**Problem requirements**
Transcribe each entry so that nothing differs from the original.

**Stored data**
===

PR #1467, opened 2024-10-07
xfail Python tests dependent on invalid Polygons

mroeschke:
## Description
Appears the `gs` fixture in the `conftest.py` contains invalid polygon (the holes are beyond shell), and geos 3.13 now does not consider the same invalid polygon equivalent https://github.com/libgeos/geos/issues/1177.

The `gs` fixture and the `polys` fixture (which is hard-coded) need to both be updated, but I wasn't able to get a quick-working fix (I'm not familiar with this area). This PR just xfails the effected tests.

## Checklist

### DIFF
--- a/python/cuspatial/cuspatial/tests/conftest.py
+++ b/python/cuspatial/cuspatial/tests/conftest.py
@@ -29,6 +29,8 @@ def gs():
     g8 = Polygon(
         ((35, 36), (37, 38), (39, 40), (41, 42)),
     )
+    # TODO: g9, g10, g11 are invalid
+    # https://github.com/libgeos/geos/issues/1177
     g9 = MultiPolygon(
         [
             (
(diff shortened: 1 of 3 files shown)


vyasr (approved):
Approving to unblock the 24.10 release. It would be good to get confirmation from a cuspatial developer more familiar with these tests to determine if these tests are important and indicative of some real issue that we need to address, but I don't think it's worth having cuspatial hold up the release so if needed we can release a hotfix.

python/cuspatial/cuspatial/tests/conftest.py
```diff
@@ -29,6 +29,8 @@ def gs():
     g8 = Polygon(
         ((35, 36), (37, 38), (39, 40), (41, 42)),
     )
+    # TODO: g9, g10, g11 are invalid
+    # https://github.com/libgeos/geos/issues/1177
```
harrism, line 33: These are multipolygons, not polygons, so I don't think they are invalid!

===

**Solution to the problem**
PR #1467, opened 2024-10-07
xfail Python tests dependent on invalid Polygons

mroeschke:
## Description
Appears the `gs` fixture in the `conftest.py` contains invalid polygon (the holes are beyond shell), and geos 3.13 now does not consider the same invalid polygon equivalent https://github.com/libgeos/geos/issues/1177.

The `gs` fixture and the `polys` fixture (which is hard-coded) need to both be updated, but I wasn't able to get a quick-working fix (I'm not familiar with this area). This PR just xfails the effected tests.

## Checklist

### DIFF
--- a/python/cuspatial/cuspatial/tests/conftest.py
+++ b/python/cuspatial/cuspatial/tests/conftest.py
@@ -29,6 +29,8 @@ def gs():
     g8 = Polygon(
         ((35, 36), (37, 38), (39, 40), (41, 42)),
     )
+    # TODO: g9, g10, g11 are invalid
+    # https://github.com/libgeos/geos/issues/1177
     g9 = MultiPolygon(
         [
             (
(diff shortened: 1 of 3 files shown)


vyasr (approved):
Approving to unblock the 24.10 release. It would be good to get confirmation from a cuspatial developer more familiar with these tests to determine if these tests are important and indicative of some real issue that we need to address, but I don't think it's worth having cuspatial hold up the release so if needed we can release a hotfix.

python/cuspatial/cuspatial/tests/conftest.py
```diff
@@ -29,6 +29,8 @@ def gs():
     g8 = Polygon(
         ((35, 36), (37, 38), (39, 40), (41, 42)),
     )
+    # TODO: g9, g10, g11 are invalid
+    # https://github.com/libgeos/geos/issues/1177
```
harrism, line 33: These are multipolygons, not polygons, so I don't think they are invalid!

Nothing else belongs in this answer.